For two centuries, my own country has struggled to overcome the self-imposed handicap of prejudice and discrimination based on nationality, on social class or race -- discrimination profoundly repugnant to the theory and to the command of our Constitution. Even as my father grew up in Boston, Massachusetts, signs told him that "No Irish Need Apply". Two generations later, President Kennedy became the first Irish Catholic, and the first Catholic, to head the nation; but how many men of ability had, before 1961, been denied the opportunity to contribute to the nation's progress because they were Catholic, or because they were of Irish extraction? How many sons of Italian or Jewish or Polish parents slumbered in the slums -- untaught, unlearned, their potential lost forever to our nation and to the human race? Even today, what price will we pay before we have assured full opportunity to millions of Negro Americans?

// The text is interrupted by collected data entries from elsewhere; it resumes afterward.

PR #2697, opened 2025-12-10
feat(SourceCollector): Introduce a LazyCacheSourceCollector

theofidry:
This PR introduces `LazyCacheSourceCollector` which allows to defer the creation of the collector and takes care of caching the collected entries.

For the sake of simplicity, and my sanity, starting the collection triggers the entire collection (instead of streaming it) and sub-sequent calls get the cached array. Otherwise this easily gets too complicated, for example if two services get two distinct iterables and start consuming at their own pace...

Fair warning, I was tired so I mostly used Claude for that one, need a fresh review.

### DIFF
--- a/src/Container.php
+++ b/src/Container.php
@@ -440,16 +440,12 @@ final class Container extends DIContainer
                 $container->getMemoryFormatter(),
                 $container->getConfiguration()->threadCount,
             ),
-            FileMutationGenerator::class => static function (self $container): FileMutationGenerator {
-                $configuration = $container->getConfiguration();
-
-                return new FileMutationGenerator(
-                    $container->getFileParser(),
-                    $container->getNodeTraverserFactory(),
-                    $container->getLineRangeCalculator(),
-                    $container->getSourceLineMatcher(),
-                );
-            },
+            FileMutationGenerator::class => static fn (self $container): FileMutationGenerator => new FileMutationGenerator(
+                $container->getFileParser(),
+                $container->getNodeTraverserFactory(),
+                $container->getLineRangeCalculator(),
+                $container->getSourceLineMatcher(),
+            ),
             FileLoggerFactory::class => static function (self $container): FileLoggerFactory {
                 $config = $container->getConfiguration();
 
@@ -721,6 +717,9 @@ final class Container extends DIContainer
         return $this->get(FileSystem::class);
     }
 
+    /**
+     * @throws NoSourceFound
+     */
     public function getUnionTraceProvider(): UnionTraceProvider
     {
         return $this->get(UnionTraceProvider::class);
@@ -866,6 +865,9 @@ final class Container extends DIContainer
         return $this->get(FilteringResultsCollectorFactory::class);
     }
 
+    /**
+     * @throws NoSourceFound
+     */
     public function getTestFrameworkAdapter(): TestFrameworkAdapter
     {
         return $this->get(TestFrameworkAdapter::class);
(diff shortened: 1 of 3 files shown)


src/Source/Collector/LazyCacheSourceCollector.php
```diff
@@ -0,0 +1,106 @@
...
+    {
+        if ($this->cache === null) {
+            /** @psalm-suppress InvalidArgument */
+            $this->cache = iterator_to_array(
+                $this->getCollector()->collect(),
+                preserve_keys: false,
+            );
+        }
+
+        return new ArrayIterator($this->cache);
```
sanmai, line 88: It sounds like we are at a fork in the road here:

- Either we do the work that we may not need (collect all files before they are actually required)
- Or we limit ourselves to the number of consumers (for generators, there could be only one, unless we use `NoRewindIterator` here)

Surely Claude can whip up a custom buffering aggregate iterator that buffers the output of any internal iterators and reuses the buffered output for any new external iterators. 

How do you explain that this complexity is essential and unavoidable? 

What is the problem that needs to be solved?

theofidry: >How do you explain that this complexity is essential and unavoidable?

I thought the current solution was _simple_ 😅 

Having `SourceCollector->collect()` called in different places is reasonable. So either it needs to be stored in the container somehow (previously was done in `Configuration`) or cached in a Decorating source collector. I opted for the latter, because having a caching decorator seems natural to me and removing stuff from the `Configuration` enabled quite a few simplifications. Even if we find this stuff here complex, it is only one implementation behind an interface, rather than `Configuration` with multiple parameters that leaks in different places.

The fundamental issue otherwise is `iterable`. It is too wide to have much an expectation on what it actually is from the consumer perspective: an array? a non-rewindable traversable? an iterator? a generator?

so if you have:

```php
// in a service
$source1 = $sourceCollector->collect();
// in another service
$source2 = $sourceCollector->collect();

function take1(iterable $iterable): mixed {
  foreach($iterable as $item) {
    // in real code this would be more due to a `yield` triggered by the first service
    // and then service2 takes over at some point, before service1 finishes to yield everything
    return $item;
  }
}

take1($source1);
take1($source2);
```

What would be your expectations? If you respect a streaming nature, then:

```php
take1($source1); // => $file0
take1($source2); // => $file1 <- we continued!
```

I think that would be very error prone. But having something that does streaming + cache for a shared `iterable` is... a 100 times more complex or something. And to test you would need about 5 different other iterable related utilities.

So I went for a much simpler solution: the value collection is done whenever you request to collect the files and this is cached.

<hr>

I realise however that the current implementation is a bit lazy. There is no reason for it to be in one collector, we could have a lazy collector and a cache collector.

Also `Lazy` may not be the best name: we make the instantiation of the source collector lazy, but not the collection, i.e. `$lazyCollector->collect()` starts the computation of `::collect()`, which may not be what you expect from a lazy service... Not unheard of, there is no consensus there, but may be surprising.

sanmai: Right, so we did not have an _outside intention_ to make the original source collector produce an iterator - it was done purely for convenience's sake. In this case, whether we convert the whole thing into an array or not should not matter.

sanmai: If we can make it an array (i.e., it can fit into memory), then the problem of iterating over the same iterator twice is best avoided.

LMK if you want to review this again once you're done.

theofidry: I went with `iterable` because we tended to use generators in practice with the convenience of swapping them for arrays in tests.

But before all the source collection was loaded at once for the Configuration, so I guess it's not a downgrade to enforce an array.

So if you're happy with that I'll update the API separately and rebase this PR afterwards.

theofidry:
@sanmai splitted this PR in separate, simpler ones:

- https://github.com/infection/infection/pull/2699
- https://github.com/infection/infection/pull/2700
- https://github.com/infection/infection/pull/2702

In the last five years we have done more to assure equality to our Negro citizens and to help the deprived, both white and black, than in the hundred years before that time. But much, much more remains to be done.

. . .

"Give me a place to stand," said Archimedes, "and I will move the world." These men moved the world, and so can we all. Few will have the greatness to bend history; but each of us can work to change a small portion of the events, and in the total of all these acts will be written the history of this generation. Thousands of Peace Corps volunteers are making a difference in the isolated villages and the city slums of dozens of countries. Thousands of unknown men and women in Europe resisted the occupation of the Nazis and many died, but all added to the ultimate strength and freedom of their countries. It is from numberless diverse acts of courage such as these that the belief that human history is thus shaped. Each time a man stands up for an ideal, or acts to improve the lot of others, or strikes out against injustice, he sends forth a tiny ripple of hope, and crossing each other from a million different centers of energy and daring those ripples build a current which can sweep down the mightiest walls of oppression and resistance.


Read it all (or listen to it all) here. Hat tip to Father Peter Carey for the crowd picture.

As we remember RFK today, let's promise to send forth our own tiny ripple of hope.

Comments

bls said…
I felt the same way in those days as you did (although I never became a political junkie!).

There's a little YouTube video of him speaking to the crowd on the night of MLK's assassination, here.

All very sad, really, and hard to watch again, at least for me - but also something important to watch and remember.